**What is being asked**
Output a verbatim copy of the data, cut off after the line that contains "We use 4294967295".

-- Opening Marker --

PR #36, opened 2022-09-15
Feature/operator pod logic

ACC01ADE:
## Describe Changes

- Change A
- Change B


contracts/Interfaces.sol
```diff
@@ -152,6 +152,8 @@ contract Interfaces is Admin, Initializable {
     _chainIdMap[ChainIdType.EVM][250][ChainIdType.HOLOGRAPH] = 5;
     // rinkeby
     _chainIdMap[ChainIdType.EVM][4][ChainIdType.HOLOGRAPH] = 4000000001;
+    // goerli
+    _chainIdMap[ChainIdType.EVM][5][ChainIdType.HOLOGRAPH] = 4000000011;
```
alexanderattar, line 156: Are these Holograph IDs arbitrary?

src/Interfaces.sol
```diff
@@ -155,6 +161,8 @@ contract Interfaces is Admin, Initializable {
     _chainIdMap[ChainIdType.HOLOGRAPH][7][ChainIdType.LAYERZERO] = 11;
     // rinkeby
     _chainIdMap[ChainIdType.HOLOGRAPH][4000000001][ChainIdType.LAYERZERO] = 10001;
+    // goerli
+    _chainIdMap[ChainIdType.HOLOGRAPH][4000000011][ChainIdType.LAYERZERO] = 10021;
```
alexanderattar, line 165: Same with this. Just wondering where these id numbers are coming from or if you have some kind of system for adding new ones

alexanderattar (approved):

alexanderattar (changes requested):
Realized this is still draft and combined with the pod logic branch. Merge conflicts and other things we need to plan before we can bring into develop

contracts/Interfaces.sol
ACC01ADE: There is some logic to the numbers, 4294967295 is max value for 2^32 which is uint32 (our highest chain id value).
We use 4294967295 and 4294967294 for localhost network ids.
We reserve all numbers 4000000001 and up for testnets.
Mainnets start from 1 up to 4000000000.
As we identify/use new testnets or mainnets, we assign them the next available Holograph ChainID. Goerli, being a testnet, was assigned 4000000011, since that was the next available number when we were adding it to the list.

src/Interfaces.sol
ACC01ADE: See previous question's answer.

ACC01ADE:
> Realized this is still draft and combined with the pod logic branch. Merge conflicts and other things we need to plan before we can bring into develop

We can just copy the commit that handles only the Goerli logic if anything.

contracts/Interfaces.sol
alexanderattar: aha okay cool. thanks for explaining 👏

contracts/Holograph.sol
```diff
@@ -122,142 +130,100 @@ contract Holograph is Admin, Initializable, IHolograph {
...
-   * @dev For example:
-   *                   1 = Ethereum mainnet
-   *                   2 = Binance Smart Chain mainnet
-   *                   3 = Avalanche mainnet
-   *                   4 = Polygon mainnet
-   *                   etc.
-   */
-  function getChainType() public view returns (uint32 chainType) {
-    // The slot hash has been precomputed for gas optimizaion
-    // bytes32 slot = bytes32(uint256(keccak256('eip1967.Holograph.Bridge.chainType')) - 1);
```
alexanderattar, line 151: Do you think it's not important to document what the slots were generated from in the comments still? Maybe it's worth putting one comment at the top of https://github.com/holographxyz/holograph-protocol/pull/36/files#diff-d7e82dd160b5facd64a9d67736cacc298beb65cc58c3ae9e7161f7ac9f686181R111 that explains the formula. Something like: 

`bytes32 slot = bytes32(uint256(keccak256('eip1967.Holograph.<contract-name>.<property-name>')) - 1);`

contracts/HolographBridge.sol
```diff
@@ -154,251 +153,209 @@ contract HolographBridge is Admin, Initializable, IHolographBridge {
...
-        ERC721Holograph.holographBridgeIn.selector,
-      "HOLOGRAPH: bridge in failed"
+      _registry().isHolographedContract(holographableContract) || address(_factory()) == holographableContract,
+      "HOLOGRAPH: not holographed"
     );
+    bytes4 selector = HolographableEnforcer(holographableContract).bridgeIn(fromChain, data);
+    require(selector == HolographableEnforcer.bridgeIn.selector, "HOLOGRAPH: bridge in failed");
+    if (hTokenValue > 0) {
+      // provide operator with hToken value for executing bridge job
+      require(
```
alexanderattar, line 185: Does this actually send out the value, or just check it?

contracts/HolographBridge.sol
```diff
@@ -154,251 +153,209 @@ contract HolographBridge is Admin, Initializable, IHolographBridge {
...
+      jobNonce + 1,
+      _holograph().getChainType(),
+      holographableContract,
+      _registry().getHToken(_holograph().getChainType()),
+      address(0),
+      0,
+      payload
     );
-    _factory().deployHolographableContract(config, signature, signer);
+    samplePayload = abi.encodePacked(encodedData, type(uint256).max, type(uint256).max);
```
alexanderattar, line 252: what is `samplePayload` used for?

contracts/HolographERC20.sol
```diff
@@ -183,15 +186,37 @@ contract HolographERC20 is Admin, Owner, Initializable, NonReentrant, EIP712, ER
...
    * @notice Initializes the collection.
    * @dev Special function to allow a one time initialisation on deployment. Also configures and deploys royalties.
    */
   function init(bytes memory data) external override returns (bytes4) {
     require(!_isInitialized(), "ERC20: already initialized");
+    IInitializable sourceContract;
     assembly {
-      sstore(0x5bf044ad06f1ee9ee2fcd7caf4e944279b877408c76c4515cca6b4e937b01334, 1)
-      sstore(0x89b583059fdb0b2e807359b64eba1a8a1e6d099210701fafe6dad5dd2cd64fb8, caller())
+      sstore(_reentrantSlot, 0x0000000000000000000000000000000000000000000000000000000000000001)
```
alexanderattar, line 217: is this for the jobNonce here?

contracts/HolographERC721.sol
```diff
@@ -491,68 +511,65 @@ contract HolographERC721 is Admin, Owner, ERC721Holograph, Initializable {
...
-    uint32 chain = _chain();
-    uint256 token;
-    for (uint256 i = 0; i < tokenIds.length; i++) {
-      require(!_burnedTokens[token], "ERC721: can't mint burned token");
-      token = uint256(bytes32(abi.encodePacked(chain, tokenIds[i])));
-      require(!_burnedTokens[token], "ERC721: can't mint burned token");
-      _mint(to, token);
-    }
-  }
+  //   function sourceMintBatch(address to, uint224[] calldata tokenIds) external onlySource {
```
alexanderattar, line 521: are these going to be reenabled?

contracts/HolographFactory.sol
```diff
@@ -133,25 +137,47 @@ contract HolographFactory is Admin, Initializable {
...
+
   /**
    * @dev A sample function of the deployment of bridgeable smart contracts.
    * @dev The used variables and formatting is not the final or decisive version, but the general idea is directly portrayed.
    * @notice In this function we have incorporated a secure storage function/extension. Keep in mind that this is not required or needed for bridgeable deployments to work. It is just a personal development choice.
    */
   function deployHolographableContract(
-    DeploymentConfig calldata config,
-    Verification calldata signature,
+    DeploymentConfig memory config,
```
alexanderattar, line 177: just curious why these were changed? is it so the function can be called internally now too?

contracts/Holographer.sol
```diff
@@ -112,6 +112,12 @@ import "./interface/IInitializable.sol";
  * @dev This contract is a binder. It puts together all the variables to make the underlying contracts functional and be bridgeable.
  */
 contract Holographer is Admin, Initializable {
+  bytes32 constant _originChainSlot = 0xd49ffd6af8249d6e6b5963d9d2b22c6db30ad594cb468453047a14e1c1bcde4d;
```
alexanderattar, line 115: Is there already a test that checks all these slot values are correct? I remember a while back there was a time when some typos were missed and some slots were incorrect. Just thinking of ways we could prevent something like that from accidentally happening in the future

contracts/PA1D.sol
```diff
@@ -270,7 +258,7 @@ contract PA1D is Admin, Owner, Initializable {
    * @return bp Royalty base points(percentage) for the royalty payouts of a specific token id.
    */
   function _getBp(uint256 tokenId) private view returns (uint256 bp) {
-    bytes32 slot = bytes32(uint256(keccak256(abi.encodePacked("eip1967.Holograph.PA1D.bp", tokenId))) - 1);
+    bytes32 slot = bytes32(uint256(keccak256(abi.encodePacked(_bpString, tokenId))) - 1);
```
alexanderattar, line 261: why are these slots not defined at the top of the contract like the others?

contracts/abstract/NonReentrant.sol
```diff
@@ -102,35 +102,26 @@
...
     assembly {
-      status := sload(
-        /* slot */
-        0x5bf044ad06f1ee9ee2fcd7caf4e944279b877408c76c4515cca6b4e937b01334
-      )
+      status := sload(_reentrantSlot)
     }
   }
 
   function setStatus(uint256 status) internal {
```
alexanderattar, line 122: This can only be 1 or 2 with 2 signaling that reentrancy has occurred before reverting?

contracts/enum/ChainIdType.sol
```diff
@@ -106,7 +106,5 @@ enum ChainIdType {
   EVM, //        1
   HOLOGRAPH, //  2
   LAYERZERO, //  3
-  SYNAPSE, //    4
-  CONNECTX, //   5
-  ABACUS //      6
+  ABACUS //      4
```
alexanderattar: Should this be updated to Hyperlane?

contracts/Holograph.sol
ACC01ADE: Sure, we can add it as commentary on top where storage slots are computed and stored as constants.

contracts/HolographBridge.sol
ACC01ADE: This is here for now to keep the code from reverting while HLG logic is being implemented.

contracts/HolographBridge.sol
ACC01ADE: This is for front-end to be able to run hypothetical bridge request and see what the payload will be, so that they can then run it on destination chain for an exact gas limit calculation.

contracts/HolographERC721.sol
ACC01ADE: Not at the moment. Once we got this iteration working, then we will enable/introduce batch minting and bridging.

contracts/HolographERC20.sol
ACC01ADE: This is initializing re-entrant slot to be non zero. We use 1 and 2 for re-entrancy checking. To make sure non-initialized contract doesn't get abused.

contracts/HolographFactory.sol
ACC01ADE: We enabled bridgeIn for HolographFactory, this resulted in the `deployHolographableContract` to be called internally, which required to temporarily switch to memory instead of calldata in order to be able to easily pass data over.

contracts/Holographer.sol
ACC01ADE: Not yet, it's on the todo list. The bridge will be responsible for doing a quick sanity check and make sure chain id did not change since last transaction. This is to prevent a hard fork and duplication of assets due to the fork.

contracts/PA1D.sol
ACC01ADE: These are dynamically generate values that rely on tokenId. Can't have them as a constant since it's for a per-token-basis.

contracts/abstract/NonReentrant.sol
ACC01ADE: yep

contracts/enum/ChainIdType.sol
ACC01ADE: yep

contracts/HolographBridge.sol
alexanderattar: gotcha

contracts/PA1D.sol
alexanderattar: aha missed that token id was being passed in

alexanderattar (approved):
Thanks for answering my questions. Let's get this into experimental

-- Closing Marker --

**The completed task**
PR #36, opened 2022-09-15
Feature/operator pod logic

ACC01ADE:
## Describe Changes

- Change A
- Change B


contracts/Interfaces.sol
```diff
@@ -152,6 +152,8 @@ contract Interfaces is Admin, Initializable {
     _chainIdMap[ChainIdType.EVM][250][ChainIdType.HOLOGRAPH] = 5;
     // rinkeby
     _chainIdMap[ChainIdType.EVM][4][ChainIdType.HOLOGRAPH] = 4000000001;
+    // goerli
+    _chainIdMap[ChainIdType.EVM][5][ChainIdType.HOLOGRAPH] = 4000000011;
```
alexanderattar, line 156: Are these Holograph IDs arbitrary?

src/Interfaces.sol
```diff
@@ -155,6 +161,8 @@ contract Interfaces is Admin, Initializable {
     _chainIdMap[ChainIdType.HOLOGRAPH][7][ChainIdType.LAYERZERO] = 11;
     // rinkeby
     _chainIdMap[ChainIdType.HOLOGRAPH][4000000001][ChainIdType.LAYERZERO] = 10001;
+    // goerli
+    _chainIdMap[ChainIdType.HOLOGRAPH][4000000011][ChainIdType.LAYERZERO] = 10021;
```
alexanderattar, line 165: Same with this. Just wondering where these id numbers are coming from or if you have some kind of system for adding new ones

alexanderattar (approved):

alexanderattar (changes requested):
Realized this is still draft and combined with the pod logic branch. Merge conflicts and other things we need to plan before we can bring into develop

contracts/Interfaces.sol
ACC01ADE: There is some logic to the numbers, 4294967295 is max value for 2^32 which is uint32 (our highest chain id value).
We use 4294967295 and 4294967294 for localhost network ids.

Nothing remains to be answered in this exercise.